BEGIN Task material

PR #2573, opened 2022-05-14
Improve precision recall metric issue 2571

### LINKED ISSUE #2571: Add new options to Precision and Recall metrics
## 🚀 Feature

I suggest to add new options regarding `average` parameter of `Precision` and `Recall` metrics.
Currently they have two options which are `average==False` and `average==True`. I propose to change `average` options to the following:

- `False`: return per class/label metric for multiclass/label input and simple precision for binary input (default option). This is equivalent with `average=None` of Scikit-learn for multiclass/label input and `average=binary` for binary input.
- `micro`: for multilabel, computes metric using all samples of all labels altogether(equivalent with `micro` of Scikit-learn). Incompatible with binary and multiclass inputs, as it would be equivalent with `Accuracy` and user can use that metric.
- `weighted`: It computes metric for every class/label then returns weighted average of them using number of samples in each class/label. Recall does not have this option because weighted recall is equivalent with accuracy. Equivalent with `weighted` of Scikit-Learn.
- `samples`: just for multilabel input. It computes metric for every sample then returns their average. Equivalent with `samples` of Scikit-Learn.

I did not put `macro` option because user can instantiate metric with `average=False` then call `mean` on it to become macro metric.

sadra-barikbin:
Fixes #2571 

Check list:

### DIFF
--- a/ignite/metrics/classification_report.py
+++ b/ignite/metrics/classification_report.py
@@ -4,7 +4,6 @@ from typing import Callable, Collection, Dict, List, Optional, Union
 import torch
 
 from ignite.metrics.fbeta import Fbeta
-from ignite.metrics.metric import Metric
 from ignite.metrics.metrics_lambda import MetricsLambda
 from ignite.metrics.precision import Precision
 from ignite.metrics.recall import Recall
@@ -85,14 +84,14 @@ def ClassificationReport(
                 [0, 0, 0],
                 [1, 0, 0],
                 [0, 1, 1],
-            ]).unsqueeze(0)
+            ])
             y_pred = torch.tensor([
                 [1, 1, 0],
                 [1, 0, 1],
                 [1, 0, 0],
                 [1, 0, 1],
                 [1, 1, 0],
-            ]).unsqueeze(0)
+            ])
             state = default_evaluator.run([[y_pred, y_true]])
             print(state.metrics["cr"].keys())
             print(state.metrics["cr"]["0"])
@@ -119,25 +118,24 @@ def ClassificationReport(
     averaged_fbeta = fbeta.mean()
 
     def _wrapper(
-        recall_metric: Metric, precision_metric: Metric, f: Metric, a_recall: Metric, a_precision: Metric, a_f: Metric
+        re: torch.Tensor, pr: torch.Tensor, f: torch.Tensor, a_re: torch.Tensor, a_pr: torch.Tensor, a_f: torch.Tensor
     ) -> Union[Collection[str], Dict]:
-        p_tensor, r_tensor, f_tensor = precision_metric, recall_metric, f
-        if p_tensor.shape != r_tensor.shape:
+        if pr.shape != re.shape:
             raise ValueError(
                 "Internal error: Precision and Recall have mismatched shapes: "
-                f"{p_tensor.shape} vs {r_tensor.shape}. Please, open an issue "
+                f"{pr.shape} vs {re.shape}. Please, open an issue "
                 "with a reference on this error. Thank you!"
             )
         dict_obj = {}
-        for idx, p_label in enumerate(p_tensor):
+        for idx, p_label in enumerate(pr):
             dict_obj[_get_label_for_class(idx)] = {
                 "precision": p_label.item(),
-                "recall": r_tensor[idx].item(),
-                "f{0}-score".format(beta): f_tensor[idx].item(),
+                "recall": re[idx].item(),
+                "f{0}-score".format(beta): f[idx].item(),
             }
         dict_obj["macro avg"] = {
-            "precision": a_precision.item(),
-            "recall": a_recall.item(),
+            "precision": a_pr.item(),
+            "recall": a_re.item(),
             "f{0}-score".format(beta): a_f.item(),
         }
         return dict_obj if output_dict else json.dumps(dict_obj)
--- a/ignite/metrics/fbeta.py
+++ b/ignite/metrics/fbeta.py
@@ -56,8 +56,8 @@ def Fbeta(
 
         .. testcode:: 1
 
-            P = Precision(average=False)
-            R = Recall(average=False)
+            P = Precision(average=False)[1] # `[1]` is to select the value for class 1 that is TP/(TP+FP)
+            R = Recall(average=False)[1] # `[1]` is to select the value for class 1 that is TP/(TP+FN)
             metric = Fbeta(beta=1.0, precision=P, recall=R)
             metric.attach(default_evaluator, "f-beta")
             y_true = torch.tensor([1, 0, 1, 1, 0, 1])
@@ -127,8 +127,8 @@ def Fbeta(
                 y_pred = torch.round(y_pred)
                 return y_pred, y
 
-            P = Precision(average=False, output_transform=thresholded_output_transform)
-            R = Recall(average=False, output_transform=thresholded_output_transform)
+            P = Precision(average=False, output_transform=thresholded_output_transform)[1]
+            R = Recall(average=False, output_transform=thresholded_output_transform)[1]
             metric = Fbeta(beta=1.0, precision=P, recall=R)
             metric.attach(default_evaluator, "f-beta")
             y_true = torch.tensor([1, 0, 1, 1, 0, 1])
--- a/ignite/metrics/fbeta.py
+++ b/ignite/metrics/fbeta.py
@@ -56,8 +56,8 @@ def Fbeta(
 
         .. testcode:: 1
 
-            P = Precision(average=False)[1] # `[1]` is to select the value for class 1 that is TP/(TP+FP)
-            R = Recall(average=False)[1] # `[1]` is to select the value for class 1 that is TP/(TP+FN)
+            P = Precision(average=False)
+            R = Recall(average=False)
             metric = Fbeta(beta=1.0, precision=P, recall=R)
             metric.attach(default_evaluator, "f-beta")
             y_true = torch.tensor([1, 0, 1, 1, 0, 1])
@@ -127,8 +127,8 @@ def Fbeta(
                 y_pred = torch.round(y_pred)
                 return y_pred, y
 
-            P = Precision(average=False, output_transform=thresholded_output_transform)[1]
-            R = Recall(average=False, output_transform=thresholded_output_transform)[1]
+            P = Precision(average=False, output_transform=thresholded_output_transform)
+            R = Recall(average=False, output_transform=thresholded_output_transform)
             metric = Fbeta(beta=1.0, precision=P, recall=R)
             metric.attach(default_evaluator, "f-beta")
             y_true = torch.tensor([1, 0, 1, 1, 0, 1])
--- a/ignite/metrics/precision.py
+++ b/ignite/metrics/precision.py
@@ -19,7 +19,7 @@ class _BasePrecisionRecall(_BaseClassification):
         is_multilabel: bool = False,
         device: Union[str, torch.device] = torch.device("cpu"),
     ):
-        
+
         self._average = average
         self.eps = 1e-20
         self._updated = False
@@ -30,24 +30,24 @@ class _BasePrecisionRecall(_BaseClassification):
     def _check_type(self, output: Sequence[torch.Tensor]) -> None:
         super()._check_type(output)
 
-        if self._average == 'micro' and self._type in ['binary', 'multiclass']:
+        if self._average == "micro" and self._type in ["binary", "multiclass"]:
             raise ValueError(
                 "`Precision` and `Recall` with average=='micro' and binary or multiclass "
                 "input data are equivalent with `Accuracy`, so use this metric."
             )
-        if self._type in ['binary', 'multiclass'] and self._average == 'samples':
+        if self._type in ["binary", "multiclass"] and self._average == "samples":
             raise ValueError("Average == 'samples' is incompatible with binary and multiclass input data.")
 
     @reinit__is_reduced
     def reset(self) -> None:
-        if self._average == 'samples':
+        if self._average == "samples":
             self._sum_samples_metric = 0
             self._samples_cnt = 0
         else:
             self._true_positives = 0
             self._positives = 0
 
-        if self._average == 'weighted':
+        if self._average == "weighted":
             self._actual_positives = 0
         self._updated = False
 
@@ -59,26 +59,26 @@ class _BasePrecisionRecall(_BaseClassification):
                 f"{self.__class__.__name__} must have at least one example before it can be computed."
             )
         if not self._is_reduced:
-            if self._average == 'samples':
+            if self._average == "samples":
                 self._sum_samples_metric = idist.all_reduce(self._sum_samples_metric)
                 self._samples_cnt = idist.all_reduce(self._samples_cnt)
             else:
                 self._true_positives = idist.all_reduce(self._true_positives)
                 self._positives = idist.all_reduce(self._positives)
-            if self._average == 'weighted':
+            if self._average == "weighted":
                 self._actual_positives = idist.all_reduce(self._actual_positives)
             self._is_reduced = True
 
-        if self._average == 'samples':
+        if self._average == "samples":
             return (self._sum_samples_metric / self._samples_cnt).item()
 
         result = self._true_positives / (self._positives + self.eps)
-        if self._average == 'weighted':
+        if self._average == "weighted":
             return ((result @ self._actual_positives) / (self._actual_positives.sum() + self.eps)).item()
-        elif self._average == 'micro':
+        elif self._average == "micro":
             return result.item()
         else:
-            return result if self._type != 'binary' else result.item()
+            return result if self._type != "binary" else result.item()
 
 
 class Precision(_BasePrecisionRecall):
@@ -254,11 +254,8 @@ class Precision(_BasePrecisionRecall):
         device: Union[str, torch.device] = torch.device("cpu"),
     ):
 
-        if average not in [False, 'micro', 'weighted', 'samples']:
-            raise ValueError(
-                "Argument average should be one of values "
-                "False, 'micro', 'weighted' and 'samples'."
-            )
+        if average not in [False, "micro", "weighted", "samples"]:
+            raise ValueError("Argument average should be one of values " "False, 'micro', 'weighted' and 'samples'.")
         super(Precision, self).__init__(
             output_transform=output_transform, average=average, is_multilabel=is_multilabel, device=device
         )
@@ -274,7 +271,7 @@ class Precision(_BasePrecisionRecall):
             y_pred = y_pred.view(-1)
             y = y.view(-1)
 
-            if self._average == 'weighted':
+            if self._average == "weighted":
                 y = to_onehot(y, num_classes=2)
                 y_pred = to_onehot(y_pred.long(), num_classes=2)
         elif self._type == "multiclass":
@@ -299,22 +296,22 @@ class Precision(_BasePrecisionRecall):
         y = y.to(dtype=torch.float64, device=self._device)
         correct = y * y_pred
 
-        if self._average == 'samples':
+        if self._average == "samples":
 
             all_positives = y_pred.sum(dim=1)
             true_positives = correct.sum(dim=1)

END Task material
BEGIN Task material

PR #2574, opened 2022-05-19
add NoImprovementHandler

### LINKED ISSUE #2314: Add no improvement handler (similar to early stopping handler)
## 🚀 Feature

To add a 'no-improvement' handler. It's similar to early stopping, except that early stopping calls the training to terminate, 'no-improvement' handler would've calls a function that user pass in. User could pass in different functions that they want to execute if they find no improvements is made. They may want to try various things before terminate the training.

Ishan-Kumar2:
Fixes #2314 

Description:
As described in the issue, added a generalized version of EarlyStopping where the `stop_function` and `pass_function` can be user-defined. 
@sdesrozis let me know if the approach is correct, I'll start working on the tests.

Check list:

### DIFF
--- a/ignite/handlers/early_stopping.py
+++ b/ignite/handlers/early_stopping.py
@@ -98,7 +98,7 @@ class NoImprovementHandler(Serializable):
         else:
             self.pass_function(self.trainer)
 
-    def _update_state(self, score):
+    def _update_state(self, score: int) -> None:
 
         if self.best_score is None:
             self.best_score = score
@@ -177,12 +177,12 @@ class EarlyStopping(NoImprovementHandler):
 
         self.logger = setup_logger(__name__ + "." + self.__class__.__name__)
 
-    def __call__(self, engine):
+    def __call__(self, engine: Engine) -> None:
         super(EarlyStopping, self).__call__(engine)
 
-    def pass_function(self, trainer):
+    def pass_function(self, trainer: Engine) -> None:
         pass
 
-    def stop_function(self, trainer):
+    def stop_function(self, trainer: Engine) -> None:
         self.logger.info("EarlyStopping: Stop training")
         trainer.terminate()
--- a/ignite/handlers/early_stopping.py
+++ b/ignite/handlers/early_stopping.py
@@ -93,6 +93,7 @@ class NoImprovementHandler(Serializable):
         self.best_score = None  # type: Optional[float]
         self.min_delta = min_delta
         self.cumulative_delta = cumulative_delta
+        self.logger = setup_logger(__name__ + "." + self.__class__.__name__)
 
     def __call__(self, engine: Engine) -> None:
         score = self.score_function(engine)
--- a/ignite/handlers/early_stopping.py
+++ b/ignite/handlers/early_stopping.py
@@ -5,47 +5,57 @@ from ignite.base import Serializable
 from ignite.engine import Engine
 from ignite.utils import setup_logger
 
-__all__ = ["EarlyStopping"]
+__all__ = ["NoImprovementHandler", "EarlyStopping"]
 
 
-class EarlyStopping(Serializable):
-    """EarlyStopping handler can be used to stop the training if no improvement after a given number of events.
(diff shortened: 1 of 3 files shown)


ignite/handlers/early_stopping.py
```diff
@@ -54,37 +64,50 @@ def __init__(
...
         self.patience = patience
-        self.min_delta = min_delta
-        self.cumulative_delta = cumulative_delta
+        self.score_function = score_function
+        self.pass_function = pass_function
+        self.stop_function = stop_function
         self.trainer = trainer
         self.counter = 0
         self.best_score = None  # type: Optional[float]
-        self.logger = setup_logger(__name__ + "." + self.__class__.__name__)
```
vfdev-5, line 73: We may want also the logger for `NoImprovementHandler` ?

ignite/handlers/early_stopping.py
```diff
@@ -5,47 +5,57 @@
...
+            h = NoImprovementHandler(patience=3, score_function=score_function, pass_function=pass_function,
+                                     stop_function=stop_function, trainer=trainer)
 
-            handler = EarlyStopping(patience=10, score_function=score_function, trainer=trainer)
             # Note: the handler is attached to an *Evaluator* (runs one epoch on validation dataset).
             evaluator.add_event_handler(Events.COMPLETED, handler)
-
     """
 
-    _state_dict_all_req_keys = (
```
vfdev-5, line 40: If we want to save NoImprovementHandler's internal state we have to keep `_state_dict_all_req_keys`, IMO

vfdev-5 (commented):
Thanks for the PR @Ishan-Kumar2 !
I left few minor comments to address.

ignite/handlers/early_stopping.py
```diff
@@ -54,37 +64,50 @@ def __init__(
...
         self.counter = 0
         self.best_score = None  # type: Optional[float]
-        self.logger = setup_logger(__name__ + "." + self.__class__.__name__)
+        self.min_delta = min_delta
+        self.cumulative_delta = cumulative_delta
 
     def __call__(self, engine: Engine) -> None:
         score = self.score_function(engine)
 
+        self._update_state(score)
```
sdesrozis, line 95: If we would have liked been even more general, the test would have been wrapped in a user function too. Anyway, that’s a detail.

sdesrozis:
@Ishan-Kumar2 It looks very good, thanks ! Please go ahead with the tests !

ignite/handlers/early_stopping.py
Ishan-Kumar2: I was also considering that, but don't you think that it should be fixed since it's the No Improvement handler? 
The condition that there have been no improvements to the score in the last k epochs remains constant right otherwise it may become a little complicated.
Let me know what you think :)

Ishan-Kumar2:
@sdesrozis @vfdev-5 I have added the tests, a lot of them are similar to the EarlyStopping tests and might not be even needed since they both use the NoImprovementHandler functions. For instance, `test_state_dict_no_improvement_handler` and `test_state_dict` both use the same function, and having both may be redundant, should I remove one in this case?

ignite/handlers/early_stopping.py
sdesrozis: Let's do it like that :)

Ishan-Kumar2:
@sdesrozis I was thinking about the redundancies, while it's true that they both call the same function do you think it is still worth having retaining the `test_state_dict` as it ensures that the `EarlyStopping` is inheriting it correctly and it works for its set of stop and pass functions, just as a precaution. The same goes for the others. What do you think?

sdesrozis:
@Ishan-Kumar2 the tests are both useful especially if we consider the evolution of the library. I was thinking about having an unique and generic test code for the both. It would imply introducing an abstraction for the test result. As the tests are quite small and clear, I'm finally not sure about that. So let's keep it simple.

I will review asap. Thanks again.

END Task material

What is needed here is how many lines of the entries contain "returns"; give that number alone.

2